Overview

Link prediction is a task with a variety of real-world applications, such as recommendation and data mining. Link prediction models are often transductive, meaning that they learn a fixed representation for each node in a graph. This is a powerful approach as it allows the representations to be pre-trained or optimized end-to-end with downstream objectives, but comes with apparent drawbacks that could limit their applicability in realistic settings where graphs evolve over time. As new nodes and edges appear, these models become stale, suggesting they may struggle to generalize to unseen nodes whose representations have not yet been optimized. An alternative approach is to perform inductive learning, which primarily relies on the presence of node attributes that are not always available in practice.

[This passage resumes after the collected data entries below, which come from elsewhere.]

PR #919, opened 2026-06-07
Track active spillers in SedonaFairSpillPool

### LINKED ISSUE #918: SedonaFairSpillPool can reject sort memory even when spill memory is available
We're seeing external sort failures where Sedona reports spillable memory is still available, but the allocation is rejected anyway.

The root cause appears to be that `SedonaFairSpillPool` splits the spill budget across all registered spill-capable consumers, including consumers that are idle and have reserved 0 bytes.

Minimal test case:

```rust
#[test]
fn test_idle_spillers_do_not_split_budget() {
    let pool: Arc<dyn MemoryPool> = Arc::new(SedonaFairSpillPool::new(100, 0.0));

    let active_consumer = MemoryConsumer::new(active).with_can_spill(true);
    let mut active = active_consumer.register(&pool);

    let _idle_reservations: Vec<_> = (0..128)
        .map(|i| {
            MemoryConsumer::new(format!(idle-{i}))
                .with_can_spill(true)
                .register(&pool)
        })
        .collect();

    active.try_grow(100).unwrap();
}
```

On current `main`, this fails with:

```text
Failed to allocate additional 100 bytes for active with 0 bytes already allocated - maximum available is 0 bytes.
Current unspillable memory usage: 0 bytes, spillable memory available: 100 bytes
```

Expected behavior: idle spill-capable consumers should not reduce the memory available to the active consumer.

Observed behavior: the active consumer effectively gets a 0-byte limit because the 100-byte pool is divided across 129 registered consumers, even though only one consumer is using memory.

This seems related to sort-heavy queries with many `ExternalSorter` consumers, where some sorters are idle but still reduce the budget for active sorters.

camden-lowrance:
Closes #918.

This changes `SedonaFairSpillPool` fairness from registered spill-capable consumers to active spillers.

Right now, a spill-capable consumer counts against the fair-share calculation as soon as it is registered, even if it has reserved 0 bytes. In sort-heavy plans, that can make an active sorter fail allocation while the pool still has spillable memory available.

After this change:
- idle spill-capable consumers do not reduce the active spill budget
- consumers are counted once they reserve spillable memory
- consumers stop being counted when their spillable reservation returns to zero
- fairness still applies among active spillers
- unspillable reserve behavior is unchanged

Verification:
- `cargo test -p sedona memory_pool --lib`

Draft for discussion: this changes fairness from registered spill-capable consumers to active spillers.

### DIFF
--- a/rust/sedona/src/memory_pool.rs
+++ b/rust/sedona/src/memory_pool.rs
@@ -54,14 +54,14 @@ pub struct SedonaFairSpillPool {
 
 #[derive(Debug)]
 struct FairSpillPoolState {
-    /// The number of consumers that can spill
-    num_spill: usize,
-
     /// The total amount of memory reserved that can be spilled
     spillable: usize,
 
     /// The total amount of memory reserved by consumers that cannot spill
     unspillable: usize,
+
+    /// Spillable memory reserved by each active spillable consumer
+    spillable_consumers: Vec<(usize, usize)>,
 }
 
 impl SedonaFairSpillPool {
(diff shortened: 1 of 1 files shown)


2010YOUY01:
> Right now, a spill-capable consumer counts against the fair-share calculation as soon as it is registered, even if it has reserved 0 bytes. In sort-heavy plans, that can make an active sorter fail allocation while the pool still has spillable memory available.

I think this is an intentional design decision, the assumption is idle consumers will be active shortly after.

> * idle spill-capable consumers do not reduce the active spill budget

This is an interesting idea, but I don't fully understand it now.

I suggest to demonstrate some end-to-end queries, that used to fail, but this new policy make them work.

camden-lowrance:
Thanks I appreciate the discussion, looking through our error traces this has only occured two times on separate datasets.  They process successfully on retry, so it seems to be a transient error.  I will try to pin down this with a reproducible example.

For some context, our production env is memory constrained, only 4gb of memory per kubernetes pod, but we routinely process data in the 10s of millions of rows of geoparquet.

The goal of this project is to quantify the limitations of transductive learning approaches to link prediction under an evolving distribution. We will evaluate these methods from both an intrinsic perspective by examining the changes in the learned representations relative to the evolution of the graph over time, as well as extrinsically, by measuring each model's ability to maintain its performance as time passes beyond the period in which it was originally trained. These experiments will yield insight into the ability of each model to generalize to unseen nodes and edges, deepening our understanding of generalization in graph representation learning methods and quantitatively demonstrating the need (or lack thereof) for "fresh" models that stay up-to-date with the graph as it evolves.